The importance of the population's immune status

The SARS-CoV-2 coronavirus is a new type of coronavirus that was first detected in December 2019 in the city of Wuhan, in the province of Hubei, China. The COVID-19 illness causes mild respiratory symptoms in eight out of every 10 people, but it can lead to severe respiratory disease, for example pneumonia, and even death.

One of the keys to tackling this new disease is having extensive knowledge on the population's immune status to SARS-CoV-2 and the specific role of this immunity, in other words, the type of immunity and the amount of time it is maintained. “In particular, we know that, beyond humoral immunity, in other words, the response defined by the antibodies to tackle the infection, we also have a cellular response induced by the T cells, which control all immunity,” explains Manel Juan.

T cells to stop the coronavirus

Having tools that allow the T cell response to be detected and stimulated is a key aspect in eliminating the virus, especially in those cases where there are no antibodies for the infection. But at the same time, it is essential to control the T cell response to reduce the hyper immune response that is responsible for most critical patients. Due to all of this, detection of T cells with the capacity to attack the virus must be improved and, for this, techniques that allow them to be manipulated are needed to direct their response to the infection.

Thus, thanks to the agreement between Cellnex and Hospital Clínic-IDIBAPS, a multicentre project will be developed, in which five cutting-edge European research teams in the field of immunotherapy will participate. The objective is to measure the immune system’s cellular response capacity to SARS-CoV-2 and to detect and obtain T cells that can act to control COVID-19 in its different phases.

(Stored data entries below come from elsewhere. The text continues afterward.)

PR #507, opened 2018-07-18
fix(auth): payload of AUTH_UPDATE_SUCCESS action dispatch fixed

stefanhar:
### Description
Auth object is being reset on successful call to updateAuth. This forces users to assume logged out state.

```auth``` should be passed instead of ```payload``` on action type AUTH_UPDATE_SUCCESS

as seen on line 192 in src/reducers.js

### Check List

- [x] All tests passing


prescottprue:
I'll look into getting this into a version for release, thanks for posting the fix!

First, different immunological profiles associated with the different clinical prognoses in patients who have had COVID-19 will be identified, which will allow to detect biomarkers able to predict how people with the infection will progress.

Furthermore, different proposals will be developed to make cellular immunotherapies available at different stages of the infection. On the one hand, natural T cells obtained from the sample of patients who have already had COVID-19 will be used to stop the infection. At the same time, specific anti-SARS-CoV-2 chimeric antigen receptors (CAR) will be developed by modifying the patient’s lymphocytes in the laboratory, so they are able to recognise and eliminate the virus. Proposals to control the hyper-response through natural regulating T cells or post-manipulation cells will also be developed.

“The collaboration of all the centres involved will make it possible to demonstrate the relevance of T cells in patients’ immune status throughout the disease and to have new therapeutic tools when faced with the lack of anti-SARS-Cov2 treatments available, being able to bring knowledge and tools to other cellular immunotherapies beyond COVID-19” concludes Dr Juan.